- **THE TASK**: Across the entries that follow, how many lines have the word "attrs" in them? Give only the number.

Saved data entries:
PR #451, opened 2019-09-12
snabbdom can be used with jsx/tsx via jsxFactory: jsx

### LINKED ISSUE #450: Make the h function compatible with jsx/tsx.
I know #6 was closed a long time ago. 

The snabbdom h function is pretty close to being jsx compatible. Except for handling null in attrs (snabbdom handles undefined) and passing children as rest arguments.

I want to send a small PR that makes the h function of snabbdom jsx compatible so we don't need to resort to something like this.

```js
        <div attrs={{}}>
          {new Array(100).fill(0).map(() => (
            <div on={{click: this.helpers.handleClick}}>{`${state.count} `.repeat(30)}</div>
          ))}
        </div>
```

Nothing against snabbdom-jsx. Great module, but one shouldn't require an extra module which does a number of other things than just use the built ins that are already 99% there.

I hope the PR won't be rejected or left in limbo state forever. I see a number of open PRs for years now and can't assess how active the repo owners are.

nojvek:
Fixes #450 

The h (hyperscript) function is 99% close to being jsx compatible. I acknowledge there is a snabbdom-jsx module, but I think it makes sense to have the built in h function support tsx mode with jsxFactory and babel @jsx pragma. The snabbdom-jsx module supports a lot of bells and whistles which the base h function doesn't really need.

This would make the base h function very usable in typescript projects without adding a lot of fat.

- [x] Ability to accept null props and children passed as rest args. 
- [x] Ability to flatten children and filter out falsey values.
- [x] Tests in core.js and a h.tsx test that tests the h function with jsxFactory.

Really hope this isn't rejected outright and we can have some sort of a conversation. I'm a big fan of snabbdom and it's simplicity. This makes snabbdom much more powerful without needing extra modules while still being relatively simple.

**Example**

```tsx
import * as assert from 'assert';
import {h} from '../h';

describe('snabbdom', function() {
  describe('hyperscript', function() {
    it(`can be used as a jsxFactory method`, function() {
      const Part = ({part}: {part: string}) => <span>{part}</span>
      const vnode = (
        <div>
          <a attrs={{href: 'https://github.com/snabbdom/snabbdom'}}>Snabbdom</a>
          and tsx
          {['work', 'like', 'a', 'charm!'].map(part => <Part part={part}></Part>)}
          {null && '🤕'}
          {'💃🕺🎉'}
        </div>
      )

      assert.equal(JSON.stringify(vnode), JSON.stringify({
        sel: 'div',
        data: {},
        children: [
          {sel: 'a', data: {attrs: {href: 'https://github.com/snabbdom/snabbdom'}}, text: 'Snabbdom'},
          {text: 'and tsx'},
          {sel: 'span', data: {}, text: 'work'},
          {sel: 'span', data: {}, text: 'like'},
          {sel: 'span', data: {}, text: 'a'},
          {sel: 'span', data: {}, text: 'charm!'},
          {text: '💃🕺🎉'},
        ]
      }));
    })
  });
});
```

### DIFF
--- a/src/h.ts
+++ b/src/h.ts
@@ -1,6 +1,6 @@
 import {vnode, VNode, VNodeData} from './vnode';
 export type VNodes = VNode[];
-export type VNodeChildElement = VNode | string | number | boolean | undefined | null;
+export type VNodeChildElement = VNode | string | number | undefined | null;
 export type ArrayOrElement<T> = T | T[];
 export type VNodeChildren = ArrayOrElement<VNodeChildElement>
 import * as is from './is';
--- a/src/h.ts
+++ b/src/h.ts
@@ -1,6 +1,6 @@
 import {vnode, VNode, VNodeData} from './vnode';
 export type VNodes = Array<VNode>;
-export type VNodeChildElement = VNode | string | number | undefined | null;
+export type VNodeChildElement = VNode | string | number | boolean | undefined | null;
 export type ArrayOrElement<T> = T | T[];
 export type VNodeChildren = ArrayOrElement<VNodeChildElement>
 import * as is from './is';
@@ -18,17 +18,17 @@ function addNS(data: any, children: VNodes | undefined, sel: string | undefined)
 }
 
 export function h(sel: string): VNode;
-export function h(sel: string, data: VNodeData): VNode;
+export function h(sel: string, data: VNodeData | null): VNode;
 export function h(sel: string, children: VNodeChildren): VNode;
-export function h(sel: string, data: VNodeData, children: VNodeChildren): VNode;
+export function h(sel: string, data: VNodeData | null, children: VNodeChildren): VNode;
 export function h(sel: any, b?: any, c?: any): VNode {
   var data: VNodeData = {}, children: any, text: any, i: number;
   if (c !== undefined) {
-    data = b;
+    if (b !== null) data = b;
     if (is.array(c)) { children = c; }
     else if (is.primitive(c)) { text = c; }
     else if (c && c.sel) { children = [c]; }
-  } else if (b !== undefined) {
+  } else if (b !== undefined && b !== null) {
     if (is.array(b)) { children = b; }
     else if (is.primitive(b)) { text = b; }
     else if (b && b.sel) { children = [b]; }
--- a/src/h.ts
+++ b/src/h.ts
@@ -24,7 +24,7 @@ export function h(sel: string, data: VNodeData | null, children: VNodeChildren):
 export function h(sel: any, b?: any, c?: any): VNode {
   var data: VNodeData = {}, children: any, text: any, i: number;
   if (c !== undefined) {
-    if (b !== null) data = b;
+    if (b !== null) { data = b; }
     if (is.array(c)) { children = c; }
     else if (is.primitive(c)) { text = c; }
     else if (c && c.sel) { children = [c]; }
--- a/src/jsx-global.d.ts
+++ b/src/jsx-global.d.ts
@@ -1,0 +1,14 @@
+import {VNode, VNodeData} from './vnode';
+
+declare global {
+  /**
+   * opt-in jsx intrinsic global interfaces
+   * see: https://www.typescriptlang.org/docs/handbook/jsx.html#type-checking
+   */
+  namespace JSX {
+    type Element = VNode;
+    interface IntrinsicElements {
+      [elemName: string]: VNodeData;
+    }
+  }
+}
--- a/src/jsx.ts
+++ b/src/jsx.ts
@@ -1,0 +1,39 @@
+import {vnode, VNode, VNodeData} from './vnode';
+import {h, VNodeChildren} from './h';
+
+export type FunctionComponent = (props: {[prop: string]: any} | null, children?: VNode[]) => VNode;
+
+function flattenAndFilter(children: VNodeChildren[], flattened: VNode[]): VNode[] {
+  for (const child of children) {
+    // filter out falsey children, except 0 since zero can be a valid value e.g inside a chart
+    if (child !== undefined && child !== null && child !== false &&  child !== '') {
+      if (Array.isArray(child)) {
+        flattenAndFilter(child, flattened);
+      } else if (typeof child === 'string' || typeof child === 'number' || typeof child === 'boolean') {
+        flattened.push(vnode(undefined, undefined, undefined, String(child), undefined));
+      } else{
+        flattened.push(child);
+      }
+    }
+  }
+  return flattened;
+}
+
+/**
+ * jsx/tsx compatible factory function
+ * see: https://www.typescriptlang.org/docs/handbook/jsx.html#factory-functions
+ */
+export function jsx(tag: string | FunctionComponent, data: VNodeData | null, ...children: VNodeChildren[]): VNode {
+  const flatChildren = flattenAndFilter(children, []);
+  if (typeof tag === 'function') {
+    // tag is a function component
+    return tag(data, flatChildren);
+  } else {
+    if (flatChildren.length == 1 && !flatChildren[0].sel && flatChildren[0].text) {
+      // only child is a simple text node, pass as text for a simpler vtree
+      return h(tag, data, flatChildren[0].text);
+    } else {
+      return h(tag, data, flatChildren);
+    }
+  }
+}
--- a/src/jsx.ts
+++ b/src/jsx.ts
@@ -1,9 +1,13 @@
 import {vnode, VNode, VNodeData} from './vnode';
-import {h, VNodeChildren} from './h';
+import {h, ArrayOrElement} from './h';
+
+// for conditional rendering we support boolean child element for falsey filtering
+export type JsxVNodeChild = VNode | string | number | boolean | undefined | null;
+export type JsxVNodeChildren = ArrayOrElement<JsxVNodeChild>
 
 export type FunctionComponent = (props: {[prop: string]: any} | null, children?: VNode[]) => VNode;
 
-function flattenAndFilter(children: VNodeChildren[], flattened: VNode[]): VNode[] {
+function flattenAndFilter(children: JsxVNodeChildren[], flattened: VNode[]): VNode[] {
   for (const child of children) {
     // filter out falsey children, except 0 since zero can be a valid value e.g inside a chart
     if (child !== undefined && child !== null && child !== false &&  child !== '') {
@@ -23,7 +27,7 @@ function flattenAndFilter(children: VNodeChildren[], flattened: VNode[]): VNode[
  * jsx/tsx compatible factory function
  * see: https://www.typescriptlang.org/docs/handbook/jsx.html#factory-functions
  */
-export function jsx(tag: string | FunctionComponent, data: VNodeData | null, ...children: VNodeChildren[]): VNode {
+export function jsx(tag: string | FunctionComponent, data: VNodeData | null, ...children: JsxVNodeChildren[]): VNode {
   const flatChildren = flattenAndFilter(children, []);
   if (typeof tag === 'function') {
     // tag is a function component
--- a/src/jsx.ts
+++ b/src/jsx.ts
@@ -1,7 +1,7 @@
 import {vnode, VNode, VNodeData} from './vnode';
 import {h, ArrayOrElement} from './h';
 
-// for conditional rendering we support boolean child element for falsey filtering
+// for conditional rendering we support boolean child element e.g cond && <tag />
 export type JsxVNodeChild = VNode | string | number | boolean | undefined | null;
 export type JsxVNodeChildren = ArrayOrElement<JsxVNodeChild>
 
--- a/test/core.js
+++ b/test/core.js
@@ -67,6 +67,12 @@ describe('snabbdom', function() {
       var vnode = h('a', {}, 'I am a string');
       assert.equal(vnode.text, 'I am a string');
     });
+    it('can create vnode with null props', function() {
+      var vnode = h('a', null);
+      assert.deepStrictEqual(vnode.data, {});
+      vnode = h('a', null, ['I am a string']);
+      assert.equal(vnode.children[0].text, 'I am a string');
+    });
     it('can create vnode for comment', function() {
       var vnode = h('!', 'test');
       assert.equal(vnode.sel, '!');
--- a/test/jsx.tsx
+++ b/test/jsx.tsx
@@ -1,0 +1,118 @@
+import * as assert from 'assert';
+import {jsx} from '../src/jsx';
+
+describe('snabbdom', function() {
+  describe('jsx', function() {
+    it('can be used as a jsxFactory method', function() {
+      const vnode = <div title="Hello World">Hello World</div>;
+
+      assert.equal(JSON.stringify(vnode), JSON.stringify({
+        sel: 'div',
+        data: {title: 'Hello World'},
+        text: 'Hello World',
+      }));
+    });
+
+    it('creates text property for text only child', function() {
+      const vnode = <div>foo bar</div>;
+
+      assert.equal(JSON.stringify(vnode), JSON.stringify({
+        sel: 'div',
+        data: {},
+        text: 'foo bar',
+      }));
+    });
+
+    it('creates an array of children for multiple children', function() {
+      const vnode = <div>{'foo'}{'bar'}</div>;
+
+      assert.equal(JSON.stringify(vnode), JSON.stringify({
+        sel: 'div',
+        data: {},
+        children: [
+          {text: 'foo'},
+          {text: 'bar'},
+        ]
+      }));
+    });
+
+    it('flattens children', function() {
+      const vnode = (
+        <section>
+          <h1>A Heading</h1>
+          some description
+          {['part1', 'part2'].map(part => <span>{part}</span>)}
+        </section>
+      );
+
+      assert.equal(JSON.stringify(vnode), JSON.stringify({
+        sel: 'section',
+        data: {},
+        children: [
+          {sel: 'h1', data: {}, text: 'A Heading'},
+          {text: 'some description'},
+          {sel: 'span', data: {}, text: 'part1'},
+          {sel: 'span', data: {}, text: 'part2'},
+        ],
+      }));
+    });
+
+    it('removes falsey children', function() {
+      const showLogin = false;
+      const showCaptcha = false;
+      const loginAttempts = 0;
+      const userName = ``;
+      const profilePic = undefined;
+      const isLoggedIn = true;
+      const vnode = (
+        <div>
+          Login Form
+          {showLogin && <login-form />}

- **WRITTEN RESPONSE**: 4